It is entirely possible that in most implementations, the cost of a memmove() function call will not be significantly greater than memcpy() in any scenario in which the behavior of both is defined.  There are two points not yet mentioned, though:
- In some implementations, the determination of address overlap may be expensive.  There is no way in standard C to determine whether the source and destination objects point to the same allocated area of memory, and thus no way that the greater-than or less-than operators can be used upon them without spontaneously causing cats and dogs to get along with each other (or invoking other Undefined Behavior).  It is likely that any practical implementation will have some efficient means of determining whether or not the pointers overlap, but the standard doesn't require that such a means exist.  A memmove() function written entirely in portable C would on many platforms probably take at least twice as long to execute as would a memcpy() also written entirely in portable C.

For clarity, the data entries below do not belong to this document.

Issue #7363, opened 2017-03-13
NoMethodError when sending a Welcome Message if the admin account is not found


hfroese:
Enabling welcome message causes error 500 to new registered user.
Not getting_started page but error 500.

Flaburgan:
Please check the `production.log` and post the stacktrace here.

hfroese:
OK - here we go:

```
[2017-03-13T17:36:00] INFO  PID-3056 TID-12996840 Rails: Started POST "/users" for 84.141.162.14 at 2017-03-13 17:36:00 +0100
[2017-03-13T17:36:00] INFO  PID-3056 TID-12996840 ActionController::Base: Processing by RegistrationsController#create as HTML
[2017-03-13T17:36:00] INFO  PID-3056 TID-12996840 ActionController::Base:   Parameters: {"utf8"=>"✓", "authenticity_token"=>"tt8aLmO/dDht8R2ZpCwkJezYINEtBXAcyVMTSA9Y/TtKMDpIHx4s9R1n6p4rJGnmduXFJPpSVNdNfe24WNFZLA==", "user"=>{"email"=>"testaccount@diaspora.zone", "username"=>"testaccount", "password"=>"[FILTERED]", "password_confirmation"=>"[FILTERED]"}, "commit"=>"Konto erstellen"}
[2017-03-13T17:36:02] INFO  PID-3020 TID-97685100 Sidekiq: Workers::DeferredDispatch JID-b1efbd4a8621c570d7884e89: start
[2017-03-13T17:36:02] INFO  PID-3056 TID-12996840 ActionController::Base: Completed 500 Internal Server Error in 1708ms (ActiveRecord: 51.2ms)
[2017-03-13T17:36:02] FATAL PID-3056 TID-12996840 Rails: 
NoMethodError (undefined method `person' for nil:NilClass):
  app/models/user.rb:435:in `send_welcome_message'
  app/controllers/registrations_controller.rb:17:in `create'
  lib/rack/internet_explorer_version.rb:34:in `call'
```

denschub:
You don't have an admin account set up, which is why there is no sender for the welcome message. [Please promote an account](https://wiki.diasporafoundation.org/FAQ_for_pod_maintainers#What_are_roles_and_how_do_I_use_them.3F_.2F_Make_yourself_an_admin_or_assign_moderators) to the admin role and the error will be gone.

SuperTux88:
[...]

PR #7452, opened 2017-05-11
Fix issue #7363

mahonrig:
Simple fix for issue #7363  - server crash if admin set in diaspora.yml is not a valid user and the welcome message is enabled.

Not sure how to write a test for this issue or if one is even needed.

### DIFF
--- a/app/models/user.rb
+++ b/app/models/user.rb
@@ -432,6 +432,7 @@ class User < ActiveRecord::Base
     return unless AppConfig.settings.welcome_message.enabled? && AppConfig.admins.account?
     sender_username = AppConfig.admins.account.get
     sender = User.find_by(username: sender_username)
+    return if sender.nil?
     conversation = sender.build_conversation(
       participant_ids: [sender.person.id, person.id],
       subject:         AppConfig.settings.welcome_message.subject.get,
--- a/spec/models/user_spec.rb
+++ b/spec/models/user_spec.rb
@@ -875,6 +875,12 @@ describe User, :type => :model do
         user.send_welcome_message
         expect(user.conversations.count).to eq 0
       end
+
+      it "should send no welcome message if podmin is invalid" do
+        AppConfig.admins.account = "invalid"
+        user.send_welcome_message
+        expect(user.conversations.count).to eq 0
+      end
     end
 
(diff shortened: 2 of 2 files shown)


SuperTux88:
Thanks for your contribution.

> Not sure how to write a test for this issue or if one is even needed.

You can write a similar test like [here](https://github.com/diaspora/diaspora/blob/fa71af71c17911e4ce7a013ee1cc153cc8959d3a/spec/models/user_spec.rb#L873-L877), but with setting an invalid username: `AppConfig.admins.account = "invalid"`.

app/models/user.rb
```diff
@@ -432,6 +432,8 @@ def send_welcome_message
     return unless AppConfig.settings.welcome_message.enabled? && AppConfig.admins.account?
     sender_username = AppConfig.admins.account.get
     sender = User.find_by(username: sender_username)
+    # Check if admin account is no longer valid user per Issue #7363
```
SuperTux88: I don't think we need a comment for that, the check should be pretty self-explaining.

SuperTux88:
Can you please squash the commits to a single one and also write a more informative commit message like "Fix welcome message when user is not found" or so, so you don't need to open the issue to see what's done in this commit :) You can add "Fixes #7363" in the second line, so the commit is still linked with the issue.

mahonrig:
For future reference, is it preferred to keep pull requests down to one commit, or to just squash them before merge after any recommended changes have been made?

SuperTux88 (approved):

SuperTux88:
It is preferred to create as many commits as needed. So for example, don't create an extra commit when fixing a typo from a previous commit. But it is also preferred to create separate commits when doing 2 separate things, where it's useful to have separate commit messages (to describe what you have done in which commit). Or create separate commits when you do first a refactoring and then fix something or add a feature (so it's easier to review when refactorings are in it's own commit). But for this PR it's OK to have the fix and the test in one commit. 👍

SuperTux88:
Merged as 942e090b3a8d5c117f7b3d84385794c7ffc39556

Thank you!

Flaburgan:
Thank you and congratulation for your first pull request!

PR #7453, opened 2017-05-15
Use guid with some of links

cmrd-senya:
Use guid instead of id at permalink and in single post view

This changes links from `/posts/:id` to `/posts/:guid` where the links are not clicked very often. Id search is faster than guid search so we can't change it everywhere, but these links are not very useful for clicking, but can be used for easier guid look up.

P.S. Might need some tests to be fixed

### DIFF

- Implementations are allowed to expand functions in-line when doing so would not alter their semantics.  On an 80x86 compiler, if the ESI and EDI registers don't happen to hold anything important, a memcpy(src, dest, 1234) could generate code:
  mov esi,[src]
  mov edi,[dest]
  mov ecx,1234/4 ; Compiler could notice it's a constant
  cld
  rep movsl
 This would take the same amount of in-line code, but run much faster than:
  push [src]
  push [dest]
  push dword 1234
  call _memcpy
  ...
_memcpy:
  push ebp
  mov  ebp,esp
  mov  ecx,[ebp+numbytes]
  test ecx,3   ; See if it's a multiple of four
  jz   multiple_of_four
multiple_of_four:
  push esi ; Can't know if caller needs this value preserved
  push edi ; Can't know if caller needs this value preserved
  mov esi,[ebp+src]
  mov edi,[ebp+dest]
  rep movsl
  pop edi
  pop esi
  ret  
 
Quite a number of compilers will perform such optimizations with memcpy().  I don't know of any that will do it with memmove, although in some cases an optimized version of memcpy may offer the same semantics as memmove.  For example, if numbytes was 20:
; Assuming values in eax, ebx, ecx, edx, esi, and edi are not needed
  mov esi,[src]
  mov eax,[esi]
  mov ebx,[esi+4]
  mov ecx,[esi+8]
  mov edx,[esi+12]
  mov edi,[esi+16]
  mov esi,[dest]
  mov [esi],eax
  mov [esi+4],ebx
  mov [esi+8],ecx
  mov [esi+12],edx
  mov [esi+16],edi
This will work correctly even if the address ranges overlap, since it effectively makes a copy (in registers) of the entire region to be moved before any of it is written.  In theory, a compiler could process memmove() by seeing if treading it as memcpy() would yield an implementation that would be safe even if the address ranges overlap, and call _memmove in those cases where substituting the memcpy() implementation would not be safe.  I don't know of any that do such optimization, though.